FILED: April 20, 2005
IN THE COURT OF APPEALS OF THE STATE OF OREGON
In the Matter of the Marriage of
ERIC MICHAEL WILSON,
Respondent,
and
MONIQUE ALWIEN QUADE WILSON,
Appellant.
________________________________________
MONIQUE ALWIEN WILSON,
Petitioner,
v.
ERIC MICHAEL WILSON,
Respondent.
9908-67658, 0004-63675; A113524
On remand from the Oregon Supreme Court, Wilson and Wilson, 337 Or 327, 99
P3d 290 (2004).
Appeal from Circuit Court, Multnomah County.
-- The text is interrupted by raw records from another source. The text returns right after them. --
PR #1101, opened 2022-02-21
Add classname to download link in Flow Tutorial

tarekoraby:
Add a classname to use that to trigger a download event in Tag Manager.


tarekoraby:
@jouni is that the right way to add a classname to the link?

jouni (approved):

PR #1108, opened 2022-02-22
docs: add layers section for map component

sissbruecker:
## Description

Adds a section about layers to the map component docs.

### DIFF
--- a/articles/ds/components/map/index.asciidoc
+++ b/articles/ds/components/map/index.asciidoc
@@ -162,7 +162,15 @@ include::{root}/frontend/demo/component/map/map-layers.ts[preimport,hidden]
 
 [source,java]
 ----
-include::{root}/src/main/java/com/vaadin/demo/component/map/MapLayers.java[render,tags=snippet,indent=0,group=Java]
+include::{root}/src/main/java/com/vaadin/demo/component/map/MapLayers.java[render,tags=snippet1,indent=0,group=Java]
+
+...
+
+include::{root}/src/main/java/com/vaadin/demo/component/map/MapLayers.java[render,tags=snippet2,indent=0,group=Java]
+
+...
+
+include::{root}/src/main/java/com/vaadin/demo/component/map/MapLayers.java[render,tags=snippet3,indent=0,group=Java]
 ----
 
 [source,java]
--- a/articles/ds/components/map/index.asciidoc
+++ b/articles/ds/components/map/index.asciidoc
@@ -137,6 +137,41 @@ include::{root}/src/main/java/com/vaadin/demo/component/map/MapSources.java[rend
 ----
 --
 
+== Layers
+
+The map component is pre-configured with a background layer, showing a map from the OpenStreetMap service by default, as well as a feature layer for quickly adding geographical features such as markers.
+It is possible to replace the background layer. Custom layers can be added to the map, for example to display overlays.
+
+By default, layers are rendered in the order that they were added to the map, with the first added layer rendered first, and the last added layer rendered last.
+For more fine-grained control of the layer rendering order, a `z-index` can be defined for each layer.
+Layers with a higher z-index are rendered on top of layers with a lower z-index.
+The exceptions are the background layer, which is always rendered first, and the feature layer, which is rendered with a z-index of `100` by default.
+
+The visibility of layers can be toggled, which can be an alternative to dynamically adding and removing them.
+Invisible layers are simply not rendered.
+For map overlays, a layer can be configured with a lowered opacity, so that the background layer is still semi-visible below the overlay layer.
+Note that some map services already use a lowered opacity in the map images that they provide, meaning that lowering the opacity of the layer is not needed in this case.
+
+The following example demonstrates how to replace the background layer, how to add several overlay layers to the map, and how to control their visibility:
+
+[.example]
+--
+[source,typescript]
+----
+include::{root}/frontend/demo/component/map/map-layers.ts[preimport,hidden]
+----
+
+[source,java]
+----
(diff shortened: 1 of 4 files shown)


articles/ds/components/map/index.asciidoc
```diff
@@ -137,6 +137,41 @@ include::{root}/src/main/java/com/vaadin/demo/component/map/MapSources.java[rend
...
+The map component is pre-configured with a background layer, showing a map from the OpenStreetMap service by default, as well as a feature layer for quickly adding geographical features such as markers.
+It is possible to replace the background layer. Custom layers can be added to the map, for example to display overlays.
+
+By default, layers are rendered in the order that they were added to the map, with the first added layer rendered first, and the last added layer rendered last.
+For more fine-grained control of the layer rendering order, a `z-index` can be defined for each layer.
+Layers with a higher z-index are rendered on top of layers with a lower z-index.
+The exceptions are the background layer, which is always rendered first, and the feature layer, which is rendered with a z-index of `100` by default.
+
+The visibility of layers can be toggled, which can be an alternative to dynamically adding and removing them.
+Invisible layers are simply not rendered.
```
rolfsmeds, line 151: "Invisible layers are simply not rendered" feels a bit superfluous

articles/ds/components/map/index.asciidoc
```diff
@@ -137,6 +137,41 @@ include::{root}/src/main/java/com/vaadin/demo/component/map/MapSources.java[rend
...
+For map overlays, a layer can be configured with a lowered opacity, so that the background layer is still semi-visible below the overlay layer.
+Note that some map services already use a lowered opacity in the map images that they provide, meaning that lowering the opacity of the layer is not needed in this case.
```
rolfsmeds, line 153: Propose to rephrase this simply as

> Note that map services may provide some layers with a lowered opacity by default.

articles/ds/components/map/index.asciidoc
```diff
@@ -137,6 +137,41 @@ include::{root}/src/main/java/com/vaadin/demo/component/map/MapSources.java[rend
 ----
 --
 
+== Layers
+
+The map component is pre-configured with a background layer, showing a map from the OpenStreetMap service by default, as well as a feature layer for quickly adding geographical features such as markers.
+It is possible to replace the background layer. Custom layers can be added to the map, for example to display overlays.
```
rolfsmeds, line 143: Proposal to rephrase as:

> The default background layer can be replaced, and additional layers added on top of it, for example to display overlays.

rolfsmeds (changes requested):

articles/ds/components/map/index.asciidoc
```diff
@@ -137,6 +137,41 @@ include::{root}/src/main/java/com/vaadin/demo/component/map/MapSources.java[rend
...
+
+By default, layers are rendered in the order that they were added to the map, with the first added layer rendered first, and the last added layer rendered last.
+For more fine-grained control of the layer rendering order, a `z-index` can be defined for each layer.
```
dougjewsbury, line 146:
```suggestion
For finer-grained control of the layer rendering order, a `z-index` can be defined for each layer.
```

articles/ds/components/map/index.asciidoc
sissbruecker: Done

articles/ds/components/map/index.asciidoc
sissbruecker: Done

articles/ds/components/map/index.asciidoc
sissbruecker: Yeah, I wanted to hint at the fact that invisible layers do not impact performance, but I guess it's obvious. Removed.

articles/ds/components/map/index.asciidoc
sissbruecker: Simplified the wording a bit, but used `map data` instead of `layers`, as map services technically don't provide layers, and the map data term is consistent with a previous explanation in the document.

src/main/java/com/vaadin/demo/component/map/MapLayers.java
```diff
@@ -0,0 +1,131 @@
...
+        backgroundLayerGroup.addValueChangeListener(e -> {
+            LayerOption selectedOption = e.getValue();
+            XYZSource source = new XYZSource(new XYZSource.Options()
+                    .setUrl(selectedOption.getUrl())
+                    .setAttributions(List.of(selectedOption.getAttributions()))
+                    .setAttributionsCollapsible(false));
+            TileLayer layer = new TileLayer();
+            layer.setSource(source);
+            map.setBackgroundLayer(layer);
+        });
```
DiegoCardoso, line 84: I think the snippet can be more focused on the feature. Right now, I believe that there's more than needed to show feature API, like configuring the `RadioButtonGroup`. Maybe only the listener is enough. Same for the second radio button group to configure the layer visibility.

DiegoCardoso (changes requested):

src/main/java/com/vaadin/demo/component/map/MapLayers.java
sissbruecker: True, I split up the snippet into multiple ones. However I kept the section in the middle that shows how to add the custom overlay layers.

DiegoCardoso: Looks better, now 👍🏻

DiegoCardoso (approved):
LGTM

dougjewsbury (commented):
AsciiDoc looks good.

PR #1109, opened 2022-02-22
Replace Fusion docs with a landing page that points to Hilla docs

jouni:
Depends on a redirect rule that forwards all /docs/latest/fusion/* pages to /docs/latest/fusion


jouni:
Forgot to update the docs landing page, at least. Also, any cross references.

dougjewsbury (commented):
AsciiDoc looks good.

PR #2934, opened 2023-11-01
fix tooltip link in component overview

martinjunker:
Tooltip Component is linked to spreadsheet instead of tooltip details. had no test so please check if new link is correct. KR Martin


jouni (approved):
Thanks for noticing and fixing this!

Keith Meisenheimer, Judge.
Submitted on remand October 20, 2004.
Mark Kramer and Kramer & Associates for appellant.
George W. Kelly for respondent.
Before Landau, Presiding Judge, and Brewer, Chief Judge, and Schuman, Judge.
SCHUMAN, J.
Award of custody reversed and remanded; attorney fee award vacated and remanded; otherwise affirmed.
SCHUMAN, J.
After we decided this third-party custody dispute in favor of mother,
Wilson
and Wilson, 184 Or App 212, 55 P3d 1106 (2002), stepfather petitioned for Supreme
Court review. While the petition was pending, the court decided
O'Donnell-Lamont and
Lamont, 337 Or 86, 91 P3d 721 (2004),
cert den, ___ US ___, 125 S Ct 867, 160 L Ed 2d
770 (2005), explaining how the United States Supreme Court's decision in
Troxel v.
Granville, 530 US 57, 120 S Ct 2054, 147 L Ed 2d 49 (2000), affects parental rights in
Oregon. The court then allowed review in this case, vacated our decision, and remanded
for reconsideration in light of
O'Donnell-Lamont. Wilson and Wilson, 337 Or 327, 99
P3d 290 (2004). On reconsideration, we again reverse and remand.
In our first opinion in this case, we summarized the factual and legal
background as follows:
"Husband and wife were married in September 1992. At that time,
wife already had a 22-month-old daughter, C, from an earlier relationship.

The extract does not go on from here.